The Bader charge analyses show that the effective charges of adatoms are -0.74 e for Pt@La, -0.57 e for Ru@La, -0.45 e for Ni@La, 0.24 e for Pt@Ta, 0.82 e for Ru@Ta and 0.56 e for Ni@Ta. These results reveal that the metal adatoms receive electrons from La-termination while they lose electrons to Ta-termination. The remarkable difference in the direction of the charge transfer between the adatom and the surface can be explained by that the larger negative charges of the nitrogen (by 0.17 e) and oxygen atoms (by 0.20 e) on La-terminated surface than Ta-terminated surface results in a poorer oxidizing ability in the former than in the latter.50 The charge redistribution at the interface between the adatom and LaTaON2 surface are visualized by the charge density difference in Fig. 7 , where the yellow and cyan contours represent the accumulation and depletion of charge densities, respectively.
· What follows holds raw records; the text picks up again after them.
Issue #4724, opened 2022-01-26
Refine logic for recoverable modules


aaemnnosttv:
## Feature Description

Building on the initial logic defined in #4527, the set of recoverable modules should be refined to only include modules that are shared.

---------------

_Do not alter or remove anything below. The following sections will be managed by moderators only._

## Acceptance criteria

* The definition of a recoverable module should be refined (in addition to the existing criteria) to  modules which are currently shared with one or more user roles via the dashboard sharing settings.  
_This is particularly important to avoid "all admin modules" (such as PSI) to appear recoverable right away as they only get their owner ID by association to their dashboard sharing settings_
* This logic in `get_recoverable_modules` should be extracted into a new public `is_module_recoverable` method on the `Modules` class
	* This method should receive added test coverage

## Implementation Brief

M@La (M=Pt, Ru and Ni) systems demonstrate the similar character, that is, the attachment of metal single atoms mostly promotes the localized changes in the charge densities of metal adatom and the connected N atom, which is reified as the transfer of charge density from the N atom to the metal adatom. The redistribution of charge is found to be more delocalized in M@Ta than in M@La (M=Pt, Ru and Ni) since the embedded metal atom forms more bonds in the former than in the latter. As to all the M@Ta (M=Pt, Ru and Ni) systems, a large area of the charge depletion appears around the metal adatom and the charge accumulation region are mainly located at the neighboring nonmetal atoms. The direction of charge transfer is consistent with the prediction of Bader charge.
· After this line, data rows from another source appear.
PR #4748, opened 2022-01-31
Fix Analytics Goals chart when in Zero State.

tofumatt:
## Summary

Addresses issue: #4272.

- #

## PR Author Checklist

---------------

## Code Reviewer Checklist

- [ ] Run the code.
- [ ] Ensure CI checks pass.

## Merge Reviewer Checklist

### DIFF
--- a/assets/js/modules/search-console/components/dashboard/SearchFunnelWidget/AnalyticsStats.js
+++ b/assets/js/modules/search-console/components/dashboard/SearchFunnelWidget/AnalyticsStats.js
@@ -27,7 +27,10 @@ import PropTypes from 'prop-types';
 import Data from 'googlesitekit-data';
 import { Grid, Row, Cell } from '../../../../../material-components';
 import { CORE_MODULES } from '../../../../../googlesitekit/modules/datastore/constants';
-import { extractAnalyticsDashboardData } from '../../../../analytics/util';
+import {
+	extractAnalyticsDashboardData,
+	isZeroReport,
+} from '../../../../analytics/util';
 import GoogleChart from '../../../../../components/GoogleChart';
 const { useSelect } = Data;
 
@@ -84,6 +87,12 @@ const AnalyticsStats = ( {
 			},
 		},
 	};
+
+	if ( isZeroReport( data ) ) {
+		options.vAxis.viewWindow.max = 1;
+	} else {
+		options.vAxis.viewWindow.max = undefined;
+	}
 
 	return (
 		<Grid className="googlesitekit-analytics-site-stats">


assets/js/modules/search-console/components/dashboard/SearchFunnelWidget/AnalyticsStats.js
```diff
@@ -85,6 +88,12 @@ const AnalyticsStats = ( {
 		},
 	};
 
+	if ( isZeroReport( data ) ) {
+		options.vAxis.viewWindow.max = 1;
+	} else {
+		options.vAxis.viewWindow.max = undefined;
+	}
+
```
tofumatt, line 96: This is the same approach used elsewhere; if this isn't used then it's possible the chart heights get messed up, I think because of either loading states but possibly/also because of how the Chart component works. The IB omitted this but it's needed.

I also opted to use the `isZeroReport` function rather than the custom function in the IB, because this worked fine to identify a non-zero report.

assets/js/modules/search-console/components/dashboard/SearchFunnelWidget/AnalyticsStats.js
```diff
@@ -85,6 +88,12 @@ const AnalyticsStats = ( {
 		},
 	};
 
+	if ( isZeroReport( data ) ) {
```
aaemnnosttv, line 91: This doesn't work as expected because `data` includes metrics for both goals _and_ bounce rate (which is shown in place of goals on the entity dashboard). `isZeroReport` is only true if _all_ the report data is zero, which means that it will return false if the bounce rate is non-zero.

We need to handle things a bit differently based on which stat is selected (goals or bounce rate) which can be determined by the `selectedStats` prop:

image
image

assets/js/modules/search-console/components/dashboard/SearchFunnelWidget/AnalyticsStats.js
```diff
@@ -85,6 +88,12 @@ const AnalyticsStats = ( {
...
+		options.vAxis.viewWindow.max = 1;
```
aaemnnosttv, line 92: The `max` here should be set with a more appropriate value to use for the max y axis value. Using a value of `1` results in fractional increments between `0` and `1` which doesn't make sense for Goals because you can't partially complete a goal and it isn't displaying an average.

Similarly, bounce rate is a percentage so it would naturally have a maximum of `100` (also used elsewhere).

assets/js/modules/search-console/components/dashboard/SearchFunnelWidget/AnalyticsStats.js
aaemnnosttv: Unfortunately we can't rely on `isZeroReport` due to reasons mentioned above. I think for these two, we can simply look at the respective index (`selectedStats`) of each item in `data.0.data.totals`.

aaemnnosttv (changes requested):
Thanks @tofumatt – turns out this is a little more complicated than initially thought due to the multiple metrics included in the same data set while we only show one of them at a time on the chart. See below.

assets/js/modules/search-console/components/dashboard/SearchFunnelWidget/AnalyticsStats.js
tofumatt: Ah, right on, makes sense. 👍🏻

aaemnnosttv (changes requested):
Thanks @tofumatt – this is almost there, just needs a few tweaks.

aaemnnosttv (approved):
LGTM 👍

Work function is the required energy of removing one electron from the Fermi level to the vacuum level, which plays an important role in the charge transfer and the band bending in the interfacial structure. To explore the effect of adsorbing metal single atoms on the work function of LaTaON2 (010) surface, we have calculated the difference of work functions between the surface with an adsorbate and the pristine surface (ΔΦ). A positive value indicates that the work function of the surface adsorbed with a metal atom is larger than that of the pristine surface. The predicted values of ΔΦ are 0.15 eV for Pt@La, 0.10 eV for Ru@La, 0.06 eV for Ni@La, -0.03 eV for Pt@Ta, -0.04 eV for Ru@Ta, -0.05 eV for Ni@Ta. Our results demonstrate that depositing metal atoms on different termination of LaTaON2 can slightly tune the work function of the photocatalytic system. Loading metal single atoms on Ta-terminated surface leads to the decrease of work function, which is favorable to the escape of electrons from the surface of semiconductor.